Collected data

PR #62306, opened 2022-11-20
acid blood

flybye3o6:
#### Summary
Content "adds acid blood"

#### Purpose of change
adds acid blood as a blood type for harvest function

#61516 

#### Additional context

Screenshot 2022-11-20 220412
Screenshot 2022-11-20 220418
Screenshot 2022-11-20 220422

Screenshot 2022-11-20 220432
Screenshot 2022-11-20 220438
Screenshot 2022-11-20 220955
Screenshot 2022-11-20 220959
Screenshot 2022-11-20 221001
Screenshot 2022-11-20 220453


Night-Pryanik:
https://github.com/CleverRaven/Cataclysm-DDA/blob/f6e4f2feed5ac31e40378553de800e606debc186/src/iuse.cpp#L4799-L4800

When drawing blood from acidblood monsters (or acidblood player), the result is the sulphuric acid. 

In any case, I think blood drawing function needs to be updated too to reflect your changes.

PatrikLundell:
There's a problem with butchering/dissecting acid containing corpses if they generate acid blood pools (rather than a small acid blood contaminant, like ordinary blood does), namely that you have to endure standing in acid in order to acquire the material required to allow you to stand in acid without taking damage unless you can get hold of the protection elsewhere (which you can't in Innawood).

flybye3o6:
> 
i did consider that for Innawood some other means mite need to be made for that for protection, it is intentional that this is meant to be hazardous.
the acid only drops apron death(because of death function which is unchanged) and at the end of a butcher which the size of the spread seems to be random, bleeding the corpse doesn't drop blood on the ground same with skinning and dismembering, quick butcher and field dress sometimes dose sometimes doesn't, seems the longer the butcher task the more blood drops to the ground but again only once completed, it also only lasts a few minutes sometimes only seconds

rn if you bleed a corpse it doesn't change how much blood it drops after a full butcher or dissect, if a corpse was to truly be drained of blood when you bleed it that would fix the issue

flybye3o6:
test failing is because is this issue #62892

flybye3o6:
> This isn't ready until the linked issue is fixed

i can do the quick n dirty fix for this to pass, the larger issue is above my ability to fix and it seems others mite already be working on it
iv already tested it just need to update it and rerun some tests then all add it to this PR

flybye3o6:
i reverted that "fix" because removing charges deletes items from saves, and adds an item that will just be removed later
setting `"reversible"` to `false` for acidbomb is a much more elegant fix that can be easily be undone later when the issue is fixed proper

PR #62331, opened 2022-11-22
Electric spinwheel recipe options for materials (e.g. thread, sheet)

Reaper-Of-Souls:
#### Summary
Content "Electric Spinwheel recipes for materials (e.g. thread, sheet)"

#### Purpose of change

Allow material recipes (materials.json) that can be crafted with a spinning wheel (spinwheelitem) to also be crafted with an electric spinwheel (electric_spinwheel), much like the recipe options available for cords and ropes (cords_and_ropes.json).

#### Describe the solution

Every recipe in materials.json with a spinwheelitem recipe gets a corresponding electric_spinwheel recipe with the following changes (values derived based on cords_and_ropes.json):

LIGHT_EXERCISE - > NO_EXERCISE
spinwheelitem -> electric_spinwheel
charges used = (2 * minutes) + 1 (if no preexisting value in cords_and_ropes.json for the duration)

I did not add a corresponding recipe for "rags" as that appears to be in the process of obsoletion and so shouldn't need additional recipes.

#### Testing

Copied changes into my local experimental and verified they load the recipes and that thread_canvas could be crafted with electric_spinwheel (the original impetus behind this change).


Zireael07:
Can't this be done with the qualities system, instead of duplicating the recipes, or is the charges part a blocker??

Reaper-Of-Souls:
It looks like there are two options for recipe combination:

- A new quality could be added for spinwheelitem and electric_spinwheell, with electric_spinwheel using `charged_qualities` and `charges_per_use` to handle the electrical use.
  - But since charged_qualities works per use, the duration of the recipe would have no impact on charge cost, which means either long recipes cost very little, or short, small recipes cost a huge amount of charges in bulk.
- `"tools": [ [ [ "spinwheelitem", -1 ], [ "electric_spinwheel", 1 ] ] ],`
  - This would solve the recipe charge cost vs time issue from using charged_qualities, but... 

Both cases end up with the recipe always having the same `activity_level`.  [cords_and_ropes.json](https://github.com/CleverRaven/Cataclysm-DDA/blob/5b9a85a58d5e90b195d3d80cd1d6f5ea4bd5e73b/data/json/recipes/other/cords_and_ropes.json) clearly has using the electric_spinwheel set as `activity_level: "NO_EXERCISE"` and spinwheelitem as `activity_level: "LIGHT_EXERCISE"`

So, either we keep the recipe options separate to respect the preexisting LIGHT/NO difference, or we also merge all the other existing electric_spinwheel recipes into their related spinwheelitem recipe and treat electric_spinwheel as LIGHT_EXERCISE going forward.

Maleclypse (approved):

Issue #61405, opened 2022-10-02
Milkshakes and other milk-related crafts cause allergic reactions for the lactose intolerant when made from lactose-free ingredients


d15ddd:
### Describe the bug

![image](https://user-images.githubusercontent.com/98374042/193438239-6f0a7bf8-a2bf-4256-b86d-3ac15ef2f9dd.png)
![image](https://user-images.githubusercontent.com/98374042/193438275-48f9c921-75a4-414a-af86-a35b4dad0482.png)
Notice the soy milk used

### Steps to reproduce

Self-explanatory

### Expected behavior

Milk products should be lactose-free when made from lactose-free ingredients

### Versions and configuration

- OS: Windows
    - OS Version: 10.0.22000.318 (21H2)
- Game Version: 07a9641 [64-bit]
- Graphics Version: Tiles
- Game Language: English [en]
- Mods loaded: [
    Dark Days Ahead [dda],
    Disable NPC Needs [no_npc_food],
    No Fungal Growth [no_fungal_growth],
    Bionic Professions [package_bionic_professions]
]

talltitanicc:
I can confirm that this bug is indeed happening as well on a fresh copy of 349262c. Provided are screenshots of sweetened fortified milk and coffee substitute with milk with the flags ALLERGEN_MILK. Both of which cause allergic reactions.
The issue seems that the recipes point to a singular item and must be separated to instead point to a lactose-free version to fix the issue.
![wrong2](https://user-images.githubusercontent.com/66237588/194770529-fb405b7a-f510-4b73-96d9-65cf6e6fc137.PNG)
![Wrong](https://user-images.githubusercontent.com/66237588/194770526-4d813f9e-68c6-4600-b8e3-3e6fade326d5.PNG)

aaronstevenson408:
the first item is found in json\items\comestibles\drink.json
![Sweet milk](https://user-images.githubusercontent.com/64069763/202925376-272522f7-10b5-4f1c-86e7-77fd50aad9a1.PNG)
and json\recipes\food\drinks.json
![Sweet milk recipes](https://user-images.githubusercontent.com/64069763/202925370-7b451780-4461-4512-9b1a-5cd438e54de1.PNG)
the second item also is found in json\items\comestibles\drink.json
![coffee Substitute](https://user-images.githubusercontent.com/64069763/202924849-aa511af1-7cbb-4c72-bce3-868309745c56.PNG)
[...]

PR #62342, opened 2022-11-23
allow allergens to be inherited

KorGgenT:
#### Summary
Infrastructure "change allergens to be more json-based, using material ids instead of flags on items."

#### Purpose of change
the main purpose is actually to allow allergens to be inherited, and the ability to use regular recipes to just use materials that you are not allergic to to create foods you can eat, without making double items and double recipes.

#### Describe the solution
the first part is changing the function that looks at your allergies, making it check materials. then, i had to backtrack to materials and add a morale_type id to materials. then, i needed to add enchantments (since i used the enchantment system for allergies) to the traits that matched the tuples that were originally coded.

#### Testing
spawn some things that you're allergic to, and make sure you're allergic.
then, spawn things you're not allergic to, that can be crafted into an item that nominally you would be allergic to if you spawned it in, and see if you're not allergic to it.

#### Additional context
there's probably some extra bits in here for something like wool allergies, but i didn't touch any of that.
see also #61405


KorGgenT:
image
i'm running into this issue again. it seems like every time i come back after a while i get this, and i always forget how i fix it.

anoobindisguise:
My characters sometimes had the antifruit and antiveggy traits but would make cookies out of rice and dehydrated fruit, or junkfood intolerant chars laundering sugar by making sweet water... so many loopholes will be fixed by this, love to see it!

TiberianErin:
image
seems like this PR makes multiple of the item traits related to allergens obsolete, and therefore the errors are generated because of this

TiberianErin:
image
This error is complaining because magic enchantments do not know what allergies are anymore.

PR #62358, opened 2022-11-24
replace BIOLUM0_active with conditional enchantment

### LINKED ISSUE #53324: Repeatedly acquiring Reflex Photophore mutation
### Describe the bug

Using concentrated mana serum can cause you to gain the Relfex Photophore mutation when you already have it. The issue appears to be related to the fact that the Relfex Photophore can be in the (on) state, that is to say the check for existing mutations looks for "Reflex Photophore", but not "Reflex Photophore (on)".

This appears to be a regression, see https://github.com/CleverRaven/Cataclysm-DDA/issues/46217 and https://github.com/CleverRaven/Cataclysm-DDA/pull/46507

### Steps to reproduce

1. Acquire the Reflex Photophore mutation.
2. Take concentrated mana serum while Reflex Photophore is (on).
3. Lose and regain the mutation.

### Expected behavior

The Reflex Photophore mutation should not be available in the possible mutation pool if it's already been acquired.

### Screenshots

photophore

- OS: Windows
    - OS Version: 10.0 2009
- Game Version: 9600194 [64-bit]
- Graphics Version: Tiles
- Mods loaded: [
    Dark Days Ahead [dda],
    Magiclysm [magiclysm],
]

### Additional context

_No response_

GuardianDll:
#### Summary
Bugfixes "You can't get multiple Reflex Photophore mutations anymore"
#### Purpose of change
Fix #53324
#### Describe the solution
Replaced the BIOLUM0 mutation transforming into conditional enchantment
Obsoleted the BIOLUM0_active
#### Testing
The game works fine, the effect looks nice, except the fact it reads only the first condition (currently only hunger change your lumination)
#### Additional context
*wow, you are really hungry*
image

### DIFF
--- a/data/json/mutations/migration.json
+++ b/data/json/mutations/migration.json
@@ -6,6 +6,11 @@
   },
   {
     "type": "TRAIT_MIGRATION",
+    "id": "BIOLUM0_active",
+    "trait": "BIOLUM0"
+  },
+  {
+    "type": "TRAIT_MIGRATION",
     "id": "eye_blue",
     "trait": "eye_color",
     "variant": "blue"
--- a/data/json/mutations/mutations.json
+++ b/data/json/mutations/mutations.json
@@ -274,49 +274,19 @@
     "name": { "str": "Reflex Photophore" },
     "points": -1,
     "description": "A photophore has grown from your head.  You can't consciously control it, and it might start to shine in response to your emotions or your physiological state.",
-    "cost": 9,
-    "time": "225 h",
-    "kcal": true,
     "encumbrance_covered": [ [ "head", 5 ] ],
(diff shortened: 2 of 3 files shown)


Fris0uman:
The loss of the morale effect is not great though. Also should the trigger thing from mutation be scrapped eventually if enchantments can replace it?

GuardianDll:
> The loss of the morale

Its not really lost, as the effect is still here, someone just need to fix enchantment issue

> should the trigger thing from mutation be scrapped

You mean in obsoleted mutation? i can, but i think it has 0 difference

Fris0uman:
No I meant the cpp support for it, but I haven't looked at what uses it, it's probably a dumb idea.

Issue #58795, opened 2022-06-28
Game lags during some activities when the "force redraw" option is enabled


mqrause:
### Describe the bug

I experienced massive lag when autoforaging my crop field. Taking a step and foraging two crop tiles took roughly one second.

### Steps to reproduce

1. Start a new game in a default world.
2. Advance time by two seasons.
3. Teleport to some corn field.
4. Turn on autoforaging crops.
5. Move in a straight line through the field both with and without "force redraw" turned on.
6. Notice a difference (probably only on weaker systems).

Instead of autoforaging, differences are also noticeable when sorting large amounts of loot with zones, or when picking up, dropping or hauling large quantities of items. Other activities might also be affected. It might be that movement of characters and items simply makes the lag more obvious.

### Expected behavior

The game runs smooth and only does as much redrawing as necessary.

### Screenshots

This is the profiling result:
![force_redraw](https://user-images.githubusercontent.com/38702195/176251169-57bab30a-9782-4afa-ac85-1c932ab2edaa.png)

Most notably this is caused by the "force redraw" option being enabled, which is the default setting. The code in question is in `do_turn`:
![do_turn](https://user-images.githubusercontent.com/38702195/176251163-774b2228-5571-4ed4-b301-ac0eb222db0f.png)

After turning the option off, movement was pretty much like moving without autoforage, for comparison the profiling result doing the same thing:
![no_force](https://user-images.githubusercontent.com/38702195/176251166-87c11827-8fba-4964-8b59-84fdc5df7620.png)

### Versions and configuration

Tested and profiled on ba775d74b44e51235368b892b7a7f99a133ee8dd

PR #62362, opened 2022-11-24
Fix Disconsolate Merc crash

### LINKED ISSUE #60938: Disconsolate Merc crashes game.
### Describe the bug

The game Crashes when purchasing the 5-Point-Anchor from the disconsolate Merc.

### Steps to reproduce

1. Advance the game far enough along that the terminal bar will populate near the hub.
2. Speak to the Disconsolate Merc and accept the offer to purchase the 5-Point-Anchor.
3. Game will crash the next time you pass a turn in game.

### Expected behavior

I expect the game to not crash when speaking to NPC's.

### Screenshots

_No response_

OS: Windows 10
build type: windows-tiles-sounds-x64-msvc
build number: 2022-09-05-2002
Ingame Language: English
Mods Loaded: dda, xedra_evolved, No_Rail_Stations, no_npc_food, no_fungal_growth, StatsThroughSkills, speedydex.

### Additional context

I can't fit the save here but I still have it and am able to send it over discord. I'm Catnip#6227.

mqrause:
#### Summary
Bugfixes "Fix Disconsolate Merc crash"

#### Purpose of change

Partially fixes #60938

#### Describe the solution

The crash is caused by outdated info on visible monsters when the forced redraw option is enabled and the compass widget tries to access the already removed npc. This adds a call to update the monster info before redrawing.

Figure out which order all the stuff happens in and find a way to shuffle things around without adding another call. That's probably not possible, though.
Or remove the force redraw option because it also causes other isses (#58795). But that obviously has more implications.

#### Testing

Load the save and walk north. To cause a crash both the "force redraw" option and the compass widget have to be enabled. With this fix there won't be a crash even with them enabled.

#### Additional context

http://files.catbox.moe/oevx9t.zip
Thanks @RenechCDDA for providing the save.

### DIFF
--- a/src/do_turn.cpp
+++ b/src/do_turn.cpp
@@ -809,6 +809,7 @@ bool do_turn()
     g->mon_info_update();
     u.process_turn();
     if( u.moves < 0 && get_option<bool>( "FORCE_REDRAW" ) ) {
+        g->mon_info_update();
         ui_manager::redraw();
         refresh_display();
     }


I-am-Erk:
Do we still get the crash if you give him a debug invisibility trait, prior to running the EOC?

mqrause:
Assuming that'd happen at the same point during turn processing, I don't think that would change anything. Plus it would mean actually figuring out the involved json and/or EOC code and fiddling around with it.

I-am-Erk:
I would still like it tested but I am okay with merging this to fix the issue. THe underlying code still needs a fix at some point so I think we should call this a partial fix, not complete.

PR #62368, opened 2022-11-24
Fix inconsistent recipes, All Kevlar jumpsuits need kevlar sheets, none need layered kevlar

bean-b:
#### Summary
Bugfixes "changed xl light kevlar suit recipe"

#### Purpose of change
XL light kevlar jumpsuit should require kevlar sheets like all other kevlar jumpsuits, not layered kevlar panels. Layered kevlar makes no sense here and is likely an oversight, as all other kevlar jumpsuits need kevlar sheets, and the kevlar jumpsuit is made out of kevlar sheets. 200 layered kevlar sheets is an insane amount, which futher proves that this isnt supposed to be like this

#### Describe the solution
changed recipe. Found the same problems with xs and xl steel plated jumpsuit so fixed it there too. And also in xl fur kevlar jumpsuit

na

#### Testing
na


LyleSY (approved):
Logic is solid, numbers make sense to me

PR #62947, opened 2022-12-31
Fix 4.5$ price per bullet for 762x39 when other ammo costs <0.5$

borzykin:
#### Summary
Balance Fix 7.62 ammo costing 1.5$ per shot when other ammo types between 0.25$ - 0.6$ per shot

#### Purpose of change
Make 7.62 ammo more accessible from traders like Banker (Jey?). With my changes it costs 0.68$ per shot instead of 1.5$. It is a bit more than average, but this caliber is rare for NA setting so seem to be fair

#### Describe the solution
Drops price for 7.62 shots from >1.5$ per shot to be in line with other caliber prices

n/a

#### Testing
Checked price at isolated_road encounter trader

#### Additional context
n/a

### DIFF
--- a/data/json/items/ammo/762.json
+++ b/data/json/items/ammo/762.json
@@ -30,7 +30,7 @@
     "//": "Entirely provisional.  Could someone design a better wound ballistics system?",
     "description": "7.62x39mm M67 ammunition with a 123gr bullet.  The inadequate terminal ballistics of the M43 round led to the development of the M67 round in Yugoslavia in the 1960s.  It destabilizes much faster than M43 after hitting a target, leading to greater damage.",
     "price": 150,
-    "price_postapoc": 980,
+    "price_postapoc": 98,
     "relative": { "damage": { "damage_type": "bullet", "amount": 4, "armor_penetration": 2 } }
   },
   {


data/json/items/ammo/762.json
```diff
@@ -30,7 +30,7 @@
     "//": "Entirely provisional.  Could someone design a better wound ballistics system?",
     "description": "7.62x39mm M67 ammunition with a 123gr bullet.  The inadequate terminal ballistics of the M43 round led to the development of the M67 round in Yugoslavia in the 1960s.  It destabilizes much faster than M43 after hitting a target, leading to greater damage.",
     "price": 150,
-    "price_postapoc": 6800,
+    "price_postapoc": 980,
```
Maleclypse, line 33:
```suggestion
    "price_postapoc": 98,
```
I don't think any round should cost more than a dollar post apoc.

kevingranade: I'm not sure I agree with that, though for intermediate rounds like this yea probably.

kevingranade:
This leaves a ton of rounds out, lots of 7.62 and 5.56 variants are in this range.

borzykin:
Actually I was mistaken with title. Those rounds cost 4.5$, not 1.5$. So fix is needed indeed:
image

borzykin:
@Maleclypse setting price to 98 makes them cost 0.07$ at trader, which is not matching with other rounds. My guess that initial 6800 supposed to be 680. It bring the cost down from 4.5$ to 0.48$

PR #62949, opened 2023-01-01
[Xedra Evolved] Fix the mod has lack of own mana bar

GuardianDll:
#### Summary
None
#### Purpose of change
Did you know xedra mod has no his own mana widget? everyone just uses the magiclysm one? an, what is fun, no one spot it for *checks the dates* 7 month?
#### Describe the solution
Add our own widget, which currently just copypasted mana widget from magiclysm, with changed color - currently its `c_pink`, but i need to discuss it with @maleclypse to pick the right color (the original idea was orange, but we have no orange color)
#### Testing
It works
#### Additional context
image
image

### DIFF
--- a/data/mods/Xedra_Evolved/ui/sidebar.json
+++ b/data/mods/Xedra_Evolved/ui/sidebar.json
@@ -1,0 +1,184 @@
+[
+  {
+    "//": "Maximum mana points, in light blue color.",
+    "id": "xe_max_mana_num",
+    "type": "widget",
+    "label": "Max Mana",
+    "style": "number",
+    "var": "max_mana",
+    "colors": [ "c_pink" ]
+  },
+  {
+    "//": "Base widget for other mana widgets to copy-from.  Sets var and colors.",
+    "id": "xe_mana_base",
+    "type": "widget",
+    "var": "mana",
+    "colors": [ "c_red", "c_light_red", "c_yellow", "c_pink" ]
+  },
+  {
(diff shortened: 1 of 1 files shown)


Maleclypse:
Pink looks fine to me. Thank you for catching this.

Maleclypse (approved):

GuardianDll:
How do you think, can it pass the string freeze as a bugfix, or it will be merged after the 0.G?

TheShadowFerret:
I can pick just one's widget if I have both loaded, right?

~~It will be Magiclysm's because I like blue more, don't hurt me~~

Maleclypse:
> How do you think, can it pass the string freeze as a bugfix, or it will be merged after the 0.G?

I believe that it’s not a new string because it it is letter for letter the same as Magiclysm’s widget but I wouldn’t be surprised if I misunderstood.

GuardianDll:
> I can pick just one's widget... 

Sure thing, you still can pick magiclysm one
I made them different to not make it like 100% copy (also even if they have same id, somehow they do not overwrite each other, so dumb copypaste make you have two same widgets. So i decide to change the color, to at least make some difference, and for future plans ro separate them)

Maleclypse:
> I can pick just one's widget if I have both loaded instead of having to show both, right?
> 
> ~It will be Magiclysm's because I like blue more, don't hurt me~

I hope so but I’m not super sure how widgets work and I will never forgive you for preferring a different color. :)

=== Work item ===
Look back at the entries above and repeat, unchanged, every line from the line holding "just one's widget..." through the line holding "Sure thing, you still can pick magiclysm one".

=== Output below ===
> I can pick just one's widget... 

Sure thing, you still can pick magiclysm one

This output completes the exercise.